Would Anonymous Functions Help in Learning Programming/Python?

chris.monsanto at gmail.com chris.monsanto at gmail.com
Fri Sep 21 18:22:02 EDT 2007


On Sep 21, 6:07 pm, Cristian <super.sgt.pep... at gmail.com> wrote:
> On Sep 21, 2:48 pm, chris.monsa... at gmail.com wrote:
>
>
>
> > There are already anonymous functions in Python.
>
> > lambda x, y, z: x + y + z
>
> > is the same as:
>
> > def _(x, y, z): return x + y + z
>
> > As for the method stuff, check out staticmethod(). If you assign
> > staticmethod(<function here>) to an object, it will be treated as a
> > normal function and not as a "method."
>
> > I have my own personal opinions about how methods should be in Python,
> > but, whatever. It's weird to deal with stuff like this:
>
> > x.y = re.match # Assign a function to an attribute of a class, but it
> > doesn't work because you can't assign anything but methods!
> > x.y = staticmethod(re.match) # Ugly
>
> True, there is lambda, but that is very limited. It might be useful
> for key arguments, but not much else. It doesn't solve the teaching
> problem of "See, functions are just like any other data type. You can
> assign it to a variable." It would be a footnote if it's mentioned at
> all. My hope is to subtly reinforce the notion that functions are data
> and can be passed around. The current function declaration doesn't
> help with this. Creating a function and assigning it to a name is
> exactly what Python does, why not have it come out in the syntax? It's
> not necessary, yes, but I think it would be helpful for teaching
> purposes.
>
> Again, it's not necessary as much as it's more intuitive and obvious
> what's going on. This helps a beginner sort out the process from the
> syntax without taking it on faith. They can see the class declaration
> and see "I'm defining just another attribute to this class only this
> time it happens to be method".
>
> There is nothing functionally lacking in Python. I'm just curious if
> there's anything Python can do syntax-wise to help a person better
> grasp programming ideas and Python's inner workings.

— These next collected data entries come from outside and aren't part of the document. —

PR #1519, opened 2026-07-13
ccd mesh warmstart

thowell:
update mesh support function warmstarts
- correctly initialize distance
- return geoms from gjk with warmstart indices to epa

### DIFF
--- a/mujoco_warp/_src/collision_gjk.py
+++ b/mujoco_warp/_src/collision_gjk.py
@@ -67,6 +67,8 @@ class GJKResult:
   simplex2: mat43
   simplex_index1: wp.vec4i
   simplex_index2: wp.vec4i
+  index1: int
+  index2: int
 
 
 @wp.struct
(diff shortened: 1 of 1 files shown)


kbayes:
Ok, I did some benchmarking on the aloha cluster and there seems to be a minor speedup with the combine changes.

mujoco_warp/_src/collision_gjk.py
```diff
@@ -639,7 +646,7 @@ def gjk(
   geomtype2: int,
   cutoff: float,
   is_discrete: bool,
-) -> GJKResult:
+) -> Tuple[GJKResult, Geom, Geom]:
```
kbayes: Is it possible to add the cache indices to GJKResult, and set those in the return Geoms down below? I think that might be more clear.

mujoco_warp/_src/collision_gjk.py
```diff
@@ -170,6 +170,8 @@ def support(geom: Geom, geomtype: int, dir: wp.vec3) -> SupportPoint:
       edge_localid = geom.graphadr + 2 + 2 * numvert
       prev = int(-1)
       imax = wp.where(geom.index > -1, geom.index, 0)
+      start_vert_idx = geom.graph[vert_globalid + imax]
+      max_dist = wp.dot(local_dir, geom.vert[geom.vertadr + start_vert_idx])
```
kbayes: Probably can just get rid of the start_vert_idx in favor of one line, unless you're worried about line length.

mujoco_warp/_src/collision_gjk.py

mujoco_warp/_src/collision_gjk.py

kbayes:
@thowell Looks great! Thanks!

kbayes (approved):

Guido apparently doesn't like lambda; I'm not really sure why, it's
extremely useful. There were rumors of it leaving in Python 3000, but
thankfully there was the decision to keep them. (I have a feeling if
they weren't kept in, a project fork would have happened or such.)
Anyway, one of the biggest problems implementation wise is indentation
in an expression - there is no expression currently that uses
significant whitespace. Python draws a pretty clear line between
expression and statement. I do agree with you however, it seems as if
there is an arbitrary line between function definitions and normal
variable assignment that shouldn't be there for the sake of
consistency.

A question: if you WERE to implement function definitions as normal
expressions, how would you go about embedding it within an expression?

x = map(def a:
            <line of code>
            <line of code>
            <line of code>
        , [1, 2, 3])

It looks hideous in my opinion and lining up the , with the def is
ugly. Not to mention currently, inside groupings, whitespace is
ignored. How would you handle a whitespace signif. expression inside a
grouping which by definition ignores whitespace?